-- Directions for this task --
Your answer is a copy of every line in the records where "extension" appears.

-- Data for processing --
PR #435, opened 2020-03-26
SWIFT-751 Add maxPoolSize option

kmahar:
@mbroadst looping you in since this is new public API.

I had mixed feelings on whether to put this option into a new options struct or just put them into `ClientOptions`, but I went with a new struct because:
- eventually we will have two more options for users to specify here, and this provides a nice way to group those together / separate them out like we did with TLS options
- CMAP seems to imply they belong in their own struct but maybe that's not required https://github.com/mongodb/specifications/blob/master/source/connection-monitoring-and-pooling/connection-monitoring-and-pooling.rst#connection-pool-options-1

let me know what you think.


Sources/MongoSwift/MongoClient.swift
```diff
@@ -4,6 +4,9 @@ import NIOConcurrencyHelpers
 
 /// Options to use when creating a `MongoClient`.
 public struct ClientOptions: CodingStrategyProvider, Decodable {
+    /// Specifies options this client should use when creating connection pools.
+    public var connectionPoolOptions: ConnectionPoolOptions?
```
mbroadst: I have a slight preference for keeping the `ClientOptions` a flat structure, with a rationale that our connection string doesn't have hierarchies. In node's distant history it supported nested options like this, and it became quite unwieldy and confusing to users and developers alike. I don't really have a sense if that's the case here, and I see there's already precedence for this with our TLS options, but I figured I'd bring it up anyway. 

Maybe this is where to start: do you anticipate that a user will create a struct and pass it in?
```
var cmapOptions = ConnectionPoolOptions(maxPoolSize: 10)
var clientOptions = ClientOptions(conectionPoolOptions: cmapOptions, readConcern: .secondary)
var client = MongoClient(clientOptions)
```
That feels a little more cumbersome to me, but maybe this is a moot point because we expect people to mostly use the connection string.

Sources/MongoSwift/MongoClient.swift
```diff
@@ -162,6 +167,9 @@ public class MongoClient {
     /// Default size for a client's NIOThreadPool.
     public static let defaultThreadPoolSize = 5
 
+    /// Default maximum size for connection pools created by this client.
+    public static let defaultMaxConnectionPoolSize = 100
```
mbroadst: while we're here, is it useful for this to be a public value? Do we expect users to do something with it programmatically?

Sources/MongoSwift/MongoClient.swift
```diff
@@ -221,7 +229,11 @@ public class MongoClient {
         initializeMongoc()
 
         let connString = try ConnectionString(connectionString, options: options)
-        self.connectionPool = try ConnectionPool(from: connString, options: options?.tlsOptions)
+        self.connectionPool = try ConnectionPool(
+            from: connString,
+            poolOptions: options?.connectionPoolOptions,
```
mbroadst: Related to above: if you move everything directly into `ClientOptions` you can more easily pass that single unit around, rather than needing to split up parts like this.

Sources/MongoSwift/MongoClient.swift
kmahar: matching the structure of the connection string makes sense to me. I don't really recall why we went with the separate struct approach for TLS. possibly a leakage of internals since it made it easier to pass just the TLS options to the pool rather than all of the options.

I'm fine with switching to a flat structure for everything, will make the update

Sources/MongoSwift/MongoClient.swift
kmahar: I think I copied this (and doing the same for the thread pool size) from `NonBlockingFileIO`: https://github.com/apple/swift-nio/blob/6cac95501b52884d6ac9bf63f9029d983b179512/Sources/NIO/NonBlockingFileIO.swift#L32
but thinking about it more in their case they require the user to manage the thread pool so it makes more sense to have it programmatically available. I don't really know what people would do with this in our situation though so I'm fine with removing both of the constants

kmahar:
I've condensed everything into a single client options struct. as part of that I renamed all of the TLS options to match what they are named in the URI options.

mbroadst:
@kmahar looks great! This does make me wonder if we should drag [SWIFT_641](https://jira.mongodb.org/browse/SWIFT-641) and [SWIFT-573](https://jira.mongodb.org/browse/SWIFT-573) into consideration for 1.0

kmahar:
I'm not opposed, it seems like both should be pretty straightforward.

Sources/MongoSwift/ConnectionPool.swift
```diff
@@ -45,6 +45,15 @@ internal class ConnectionPool {
             throw InternalError(message: "Could not configure error handling on client pool")
         }
 
+        if let maxPoolSize = options?.maxPoolSize {
+            guard maxPoolSize > 0 && maxPoolSize <= UInt32.max else {
+                throw InvalidArgumentError(
```
patrickfreed: We could just specify the option in `ClientOptions` as a `UInt32` to avoid this check.

Sources/MongoSwiftSync/Exports.swift
```diff
@@ -97,7 +97,6 @@
 @_exported import struct MongoSwift.ServerOpeningEvent
 @_exported import struct MongoSwift.ServerSelectionError
 @_exported import struct MongoSwift.Symbol
-@_exported import struct MongoSwift.TLSOptions
```
patrickfreed: for the sake of the changelog, maybe we should file a ticket that tracks this change and just close it when this gets merged in.

kmahar: good point. I opened [SWIFT-753](https://jira.mongodb.org/browse/SWIFT-753)

Sources/MongoSwift/ConnectionPool.swift
kmahar: I considered this. however, I think the community seems to have converged on still using `Int` in cases like this. Consider that, for example, `NIOThreadPool.init` and `MultiThreadedEventLoopGroup` initializers both take in `Int`s even though those values definitely need to be positive.
We do currently have the additional restriction of max pool size being capped at `UInt32.max`, but that's a constraint introduced by libmongoc. It doesn't seem like we would bother to cap the max allowed pool size at that value in a pure Swift implementation.

Also from the [Swift language guide](https://docs.swift.org/swift-book/LanguageGuide/TheBasics.html) (see UInt section):
> Use `UInt` only when you specifically need an unsigned integer type with the same size as the platform’s native word size. If this isn’t the case, `Int` is preferred, even when the values to be stored are known to be nonnegative. A consistent use of `Int` for integer values aids code interoperability, avoids the need to convert between different number types, and matches integer type inference, as described in Type Safety and Type Inference.

That said, if everyone is on board with adopting this guidance we probably need to do an audit of our API to correct existing violations.

patrickfreed: Oh cool, I didn't know about that section of the guide, good find. And yeah, we probably should adopt that guidance, since others likely are (e.g. NIO is).

PR #437, opened 2020-03-31
SWIFT-618, SWIFT-623: Drop Swift 5.0 support

kmahar:
This PR drops Swift 5.0 support and adds testing against Swift 5.2 on Evergreen.

Most of this diff was generated via `swiftlint autocorrect` and search and replace:
- I turned on swiftlint's implicit return rule everywhere so that it also applies to functions and getters now
- I did a search and replace for `type(of: self)` -> `Self`


Sources/MongoSwift/Operations/ListCollectionsOperation.swift
```diff
@@ -112,7 +112,7 @@ internal struct ListCollectionsOperation: Operation {
             opts["filter"] = .document(filterDoc)
 
             // If `listCollectionNames` is called with a non-name filter key, change server-side nameOnly flag to false.
-            if self.nameOnly && filterDoc.keys.contains { $0 != "name" } {
+            if self.nameOnly && filterDoc.keys.contains(where: { $0 != "name" }) {
```
kmahar: this changed due to an interesting new compiler warning:
```
warning: trailing closure in this context is confusable with the body of the statement; pass as a parenthesized argument to silence this warning
            if self.nameOnly && filterDoc.keys.contains { $0 != "name" } {
                                                       ~^
                                                       (where:          )
```

Sources/MongoSwift/BSON/CodableNumber.swift
```diff
@@ -140,11 +140,6 @@ extension UInt: CodableNumber {
 extension Double: CodableNumber {
     internal init?(from value: BSONValue) {
         switch value {
-        case let v as Int:
```
kmahar: the compiler now points out that a cast from `BSONValue` to `Int` always fails since `Int` no longer conforms to `BSONValue`.

kmahar:
evergreen patch: https://evergreen.mongodb.com/version/5e83a6aad6d80a23e2d3eaed

kmahar:
agreed on SWIFT-621, I'll schedule it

-- Answer for the task --
@@ -140,11 +140,6 @@ extension UInt: CodableNumber {
 extension Double: CodableNumber {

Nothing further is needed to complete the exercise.